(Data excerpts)
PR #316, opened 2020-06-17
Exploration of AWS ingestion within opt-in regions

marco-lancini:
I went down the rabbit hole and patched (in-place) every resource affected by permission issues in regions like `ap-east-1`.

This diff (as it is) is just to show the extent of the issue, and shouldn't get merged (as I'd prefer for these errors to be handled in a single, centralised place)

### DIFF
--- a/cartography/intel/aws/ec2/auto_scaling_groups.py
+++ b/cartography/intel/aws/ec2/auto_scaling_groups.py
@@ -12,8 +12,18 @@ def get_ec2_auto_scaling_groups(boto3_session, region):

• [Your task]:
Each line in the data that holds the string "place" must be returned.

• [Reply]:
I went down the rabbit hole and patched (in-place) every resource affected by permission issues in regions like `ap-east-1`.
This diff (as it is) is just to show the extent of the issue, and shouldn't get merged (as I'd prefer for these errors to be handled in a single, centralised place)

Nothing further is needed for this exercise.